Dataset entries
# # # # # # #

PR #482, opened 2016-05-14
Loading of plugin server components

jameswestnz:
@gr2m:

Here's an initial concept for https://github.com/gr2m/milestones/issues/89

A few notes:
- I couldn't see where to get all passed `options` from within `plugins/index.js`, so needed to extend `options` within `config/parse-options.js`. Please let me know if theres a more preferred way.
- I wasn't too keen to use the `package.json` as a means of loading the plugins... thought it was best we use the config in the rc file, as it may be less confusing for users? Open to thoughts
- I haven't created any form of tests yet, so only worth merging in if we're happy it doesn't break general operation of hoodie

Based on this, it's likely not ready for a PR, but is more a means of grouping the changes and discussing.


jameswestnz:
Change coming to this soon - I see why using the RC file may be less ideal... It's more environment specific than app specific, so we need in 'package.json'.

gr2m:
> Change coming to this soon - I see why using the RC file may be less ideal... It's more environment specific than app specific, so we need in 'package.json'.

yes exactly. `package.json` could be app-specific defaults, as it gets checked in to source code. All the `rc` configuration like the `.hoodierc` file is environment specific, so you can run hoodie with a PouchDB backend locally and use a CouchDB in production, for example

jameswestnz:
@gr2m: Got distracted yesterday, but keen to get this closer today!

In regards to package.json structure - old hoodies structure looks like this:
`
  "hoodie": {
    "plugins": [
      "hoodie-plugin-appconfig",
      "hoodie-plugin-email",
      "hoodie-plugin-users",
      "hoodie-plugin-agtract"
    ]
  },
`

I'm proposing we stick to to the `"hoodie": {"plugins": []}` structure, but discard the "hoodie-plugin-" portion. So something like this:
`
  "hoodie": {
    "plugins": [
      "store",
      "account",
      "agtract": {
        "app": "specific"
      }
    ]
  },
`

There's also nothing stopping us still parsing the "hoodie-plugin-" situation, as we'd just `string.replace` on the name prior to doing anything with it.

Assuming that solves "app"-side config, we'll obviously want to have environment config for each plugin. We could either leave the `config/parse-options.js` as I have it (as it simply merges all content from the RC file with the config), or maybe we should be looking to create a `config/plugin-options.js` that accepts the plugin name, and loads from RC/cli flags.

Hopefully this is feeling a little more on track?

gr2m:
it is possible that not all modules which will be used as hoodie plugins will follow the `hoodie-plugin-<name>` naming convention, but most of them will. I’m good with the `"plugins"` key, make things more clear. I’m not yet sure if an array or an object is better though. Probably an array were we can simply list the plugin names, and pass in an object if we want to set custom properties.

So for example, a Hoodie app’s default configuration could look like this:

``` json
{
    "hoodie": {
        "public": "app",
        "account": {
            "sessionTimeout": 1209600
        },
        "plugins": [
            "foo",
            "bar",
            {
                "name": "baz",
                "package": "hoodie-boozie",
                "options": {
                    "bazOption": "value"
                }
            }
        ]
    }
}
```

The `"bazOption"` can also be set using `rc` as `hoodiePluginBazOption`

Makes sense?

jameswestnz:
Need to assume that `options.plugins` will be either an array or object. See https://github.com/hoodiehq/hoodie/pull/486#issuecomment-219410988

If array, it will be converted to an object before bootstrapping plugins.

gr2m:
> Need to assume that options.plugins will be either an array or object. See #486 (comment)

I’d say that in `package.json`, `"hoodie": { "plugins": [] }` is always an array. The values can either be plugin names (strings) or objects. A string is a shortcut for `{"name": "plugin name here"}`.

We would parse these options internally to an object before we merge the config from `rc` into it. 

If that sounds all to confusing, then maybe we should have `hoodie.plugins.*` be an object everywhere, including in the `package.json`, and do something like 

``` json
{
  "hoodie":  {
    "plugins": {
      "pommes": { "secret": 123 },
      "otherplugin": true
    }
  }
}
```

I think eventually we could even support both formats in `package.json`, where the array could be used as shortcut. Would that work?

server/config/parse-options.js
```diff
@@ -4,11 +4,22 @@ var path = require('path')
 
 var defaultsDeep = require('lodash').defaultsDeep
 var log = require('npmlog')
+var extend = require('extend')
```
gr2m: I think you can use lodash’s [defaultsDeep](https://lodash.com/docs#defaultsDeep) instead of `extend`?

server/config/defaults.js
```diff
@@ -27,6 +27,7 @@ function getDefaults () {
     // core modules
     account: {},
     admin: {},
-    store: {}
+    store: {},
+    plugins: []
```
gr2m: so that will be an object now, right? With they keys being the plugin names, and values being either `true` (default values), `false` (disabled) or an object of options

server/plugins/index.js
```diff
@@ -31,7 +32,48 @@ function registerPlugins (server, config, callback) {
       }
     }
   })
-  var plugins = hapiPlugins.concat(localPlugins, hoodieCorePlugins)
+  if (!('plugins' in config)) config.plugins = []
```
gr2m: config.plugins should always be set per https://github.com/hoodiehq/hoodie/pull/482/files#diff-3cc7e17c48506403b02e5e3ae7089a2cR31

jameswestnz:
@gr2m I think I've boiled this down to something more appropriate. Keen on your input!

Plugins can now **only** be enabled in `package.json`. The formats accepted in this file are as follows:

Standard array:

```
{ 
  hoodie: {
    plugins: ["pluginone", "plugintwo"]
  }
}
```

Array of objects

```
{ 
  hoodie: {
    plugins: [{ name: "pluginone" }, { name: "pluginone" }]
  }
}
```

Objects

```
{ 
  hoodie: {
    plugins: { "pluginone": { name: "pluginone" }, "plugintwo":  {name: "pluginone" } } 
  }
}
```

This allows for simple plugin loading, all the way through to defining plugin options as you can see here: https://github.com/agtract/hoodie/blob/10a4e5e84f254c83e510e1b76979b4617089dff3/server/config/parse-options.js#L36-L41

One thing I've changed is how argv/rc options affect plugin loading. This was the thing complicating merging before, and as you mentioned, an environment shouldn't be changing which plugins are loaded, as this should be up to the app configuration. I would suggest if a user wants to be able to do this, we either create an "enabled" option which can be defined in argv/rc, or the user takes advantage of environment variables inside their plugin, detecting what to do. The latter makes more sense to me at present.

So essentially argv/rc options are only used to define a plugins `options` - which means `--plugins.pluginname.secretsalt 1234` maps to a plugins' options and will look similar to `{ name: "pluginone", options: { secretsalt: 1234 } }`

I'm building a plugin at present, so will mention here once it's a working example.

I feel we still need tests for this PR, however maybe this is something we sort pre-stable?

**Note:** Once plugins are passed in either array or object format, they are then converted to an object (a result of running through `defaultsDeep`, where the default is an object), and then mapped back to an array for easy parsing. It felt somewhat dirty doing it this way, however it seems to be the cleanest as it assumes that `package.json` could be in any format, and plugin loading is always from an array of plugins.

server/config/defaults.js
jameswestnz: Might be worth checking my latest comment on this one - slight change from our previous discussion, but worth a look.

gr2m:
sounds all good to me! I’d say let’s see how it works with your plugin? That will help us to see it in an actual real context.

What do you have in mind for the `routes` option here: https://github.com/agtract/hoodie/blob/10a4e5e84f254c83e510e1b76979b4617089dff3/server/config/parse-options.js#L39?

In my thinking, plugins will be similar like the core modules, they will simply be hapi plugins to extend the server, e.g. like the [hodie-account-server plugin](https://github.com/hoodiehq/hoodie-account-server/blob/master/plugin/index.js). So you get the `server` instance and can do whatever you want with it, including defining routes

gr2m:
can you rebase your PR on latest master?

jameswestnz:
@gr2m client loading, including minifying is work. Could be more efficient? I think we need to detect prod or dev environment as to when we minify, as it does slow startup down

gr2m:
> client loading, including minifying is work. Could be more efficient? I think we need to detect prod or dev environment as to when we minify, as it does slow startup down

Yes I agree, but maybe lets do this in a follow up issue?

server/bundle-client.js
```diff
@@ -4,31 +4,63 @@ var fs = require('fs')
...
-  var hoodieClientPath = path.join(hoodieClientModulePath, 'dist/hoodie.js')
+  var hoodieClientPath = path.join(hoodieClientModulePath, 'index.js')
   var bundleTargetPath = path.join(config.paths.data, 'client.js')
-
-  // https://github.com/hoodiehq/hoodie-client/issues/34
-  // var hoodieMinPath = path.join(hoodieClientModulePath, 'dist/hoodie.min.js')
-
+  var bundleTargetMinPath = path.join(config.paths.data, 'client.min.js')
+  
+  // james
```
gr2m: james? :)

server/config/defaults.js
gr2m: I'm sorry I could figure this out by myself I’m just busy conferencing right now, I'll have more time again on Friday - Monday. 

Can you explain why we set `plugins: []` instead of `plugins: {}`? Isn’t the final internal format an object for `config.plugins`? Then we wouldn’t need this in `parse-options.js` I think:

``` diff
 +  // ensure we have all required options
+  _.defaultsDeep(options, {
+    plugins: {}
+  })
```

And instead of `var plugins = Object.keys(pkg.hoodie.plugins).map(function (key) {` we would set it to an object, with the plugin names being the keys?

Am I missing something?

server/bundle-client.js
jameswestnz: Computer obviously wants my name there ;)

Gone now!

server/config/defaults.js
jameswestnz: Have pushed code updating this, an object definitely makes more sense.

jameswestnz:
@gr2m latest commit allows plugins to get access to hoodie config through `server.settings.app`

jameswestnz:
@gr2m here's a working plugin example: https://github.com/agtract/hoodie-plugin-bundle-client

Uses an optional config option `minify` to test the ability to pass options, and also shows the need for `server.settings.app`

gr2m:
Can you add me to https://github.com/agtract/hoodie/ for simpler collaboration on this PR?

gr2m:
Added a few changes: https://github.com/agtract/hoodie/compare/plugins...hoodiehq:agtract-plugins

gr2m:
Things looking good to me, let’s add a few more tests with options in `package.json`, and overrides with `rc`, then let’s ship it :)

jameswestnz:
@gr2m sorry for the delays here - had a crazy past week!

I've merged in your code, all looks good. I'll run some tests against my setup, as I have a few plugins already :)

I'll see if I can get some basic tests in there today too.

jameswestnz:
As a note for anyone that may stumble across this:

I didn't want to create (yet) another repo/npm module for code that was specific only to my hoodie app. I still wanted this logic in a plugin to take advantage of what we've built above. So I decided to store this plugin logic in "./src/plugins/agtract", then link this directory using npm link. Example of what you'd see in `package.json`:

```
  "scripts": {
    "postinstall": "npm link ./src/plugins/agtract/;",
    "postupdate": "npm link ./src/plugins/agtract/;",
  },
```

Which means `require('hoodie-agtract-plugin')` would still work providing that directory had a `package.json` file.

The other reason for doing this was that I've split my server and client logic into two as well - so I have `agtract-server` and `agtract-client` which are dependencies for `hoodie-plugin-agtract` - all the later does is construct the hoodie plugin, the require the other two. Much like Hoodie's account & store plugins.

gr2m:
Hey @jameswestnz, we just shipped app-specific plugins \o/ #637. Check the README here: https://github.com/hoodiehq/hoodie/tree/v25.1.0#extending-hoodie-for-your-app

The implementation is really neat, and I think we are nearly done with 3rd party plugins now. All we have to discuss / figure out is how to configure the plugins that we want to load from npm packages. 

Loading plugins for the server would be added to https://github.com/hoodiehq/hoodie/blob/master/server/plugins/index.js. Loading client plugins would be added to https://github.com/hoodiehq/hoodie/blob/5ec889b2b8f0ce0c3337eced8d0fc871f84d8eda/server/plugins/client/bundle.js#L31-L33

Also see the discussion at https://github.com/hoodiehq/discussion/issues/107 to move the configuration out of the `package.json` to be more flexible, e.g. to have configuration based on different environments, and to pass functions as values etc. would to hear your thoughts!

But independent of that discussion, I would suggest we simply add a configuration option `"plugins"` which is an array of npm package names that are installed and meant to be loaded as plugins. We can then check for `<npm package name>/hoodie/server`  and `<npm package name>/hoodie/client` on-the-fly as we do for the app-specific plugins implemented in #637.

Oh and if `hoodie/public` exists that we should serve the assets at `<hoodie url>/hoodie/<plugin name>/*`, so that plugins can serve their own UI :) But we can do that in a follow up PR if turns out to be tricky

Getting close :)

janl:
Hi, we’re sorry we didn’t get this over the finish line. This is now being tackled again in https://github.com/hoodiehq/hoodie/pull/711 — closing for now, but thanks all for the contributions here <3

# # # # # # #

Your instructions =>
Copy range, inclusive: the line holding "jameswestnz: Might be" to the line holding "can you rebase your PR on latest master?". Reproduce exactly those lines of the records above and no others.

Result =>
jameswestnz: Might be worth checking my latest comment on this one - slight change from our previous discussion, but worth a look.

gr2m:
sounds all good to me! I’d say let’s see how it works with your plugin? That will help us to see it in an actual real context.

What do you have in mind for the `routes` option here: https://github.com/agtract/hoodie/blob/10a4e5e84f254c83e510e1b76979b4617089dff3/server/config/parse-options.js#L39?

In my thinking, plugins will be similar like the core modules, they will simply be hapi plugins to extend the server, e.g. like the [hodie-account-server plugin](https://github.com/hoodiehq/hoodie-account-server/blob/master/plugin/index.js). So you get the `server` instance and can do whatever you want with it, including defining routes

gr2m:
can you rebase your PR on latest master?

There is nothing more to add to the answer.